▶ _What this task involves_
Among the entries below, how many lines contain the string "from"? Only the number is wanted.

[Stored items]
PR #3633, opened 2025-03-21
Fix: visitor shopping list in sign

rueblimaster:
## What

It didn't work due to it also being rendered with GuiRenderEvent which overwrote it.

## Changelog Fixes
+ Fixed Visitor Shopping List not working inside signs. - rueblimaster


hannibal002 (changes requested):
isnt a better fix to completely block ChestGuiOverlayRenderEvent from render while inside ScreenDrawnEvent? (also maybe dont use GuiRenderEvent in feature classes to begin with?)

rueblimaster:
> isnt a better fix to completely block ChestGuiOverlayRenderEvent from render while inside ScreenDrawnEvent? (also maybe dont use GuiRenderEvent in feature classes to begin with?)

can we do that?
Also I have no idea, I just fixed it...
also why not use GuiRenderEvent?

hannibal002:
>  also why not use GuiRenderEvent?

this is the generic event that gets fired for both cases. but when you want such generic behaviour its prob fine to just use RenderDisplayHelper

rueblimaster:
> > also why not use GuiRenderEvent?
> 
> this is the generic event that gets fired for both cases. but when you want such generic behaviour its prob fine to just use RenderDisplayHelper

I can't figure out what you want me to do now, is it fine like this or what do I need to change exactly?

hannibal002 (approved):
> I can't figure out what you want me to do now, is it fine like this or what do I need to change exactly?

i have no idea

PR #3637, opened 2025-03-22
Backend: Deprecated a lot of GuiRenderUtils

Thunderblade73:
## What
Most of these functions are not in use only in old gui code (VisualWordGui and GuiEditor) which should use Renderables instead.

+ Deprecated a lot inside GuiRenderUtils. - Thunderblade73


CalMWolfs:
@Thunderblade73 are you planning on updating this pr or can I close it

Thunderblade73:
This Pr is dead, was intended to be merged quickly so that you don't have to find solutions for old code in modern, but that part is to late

▶ _Task solution_
2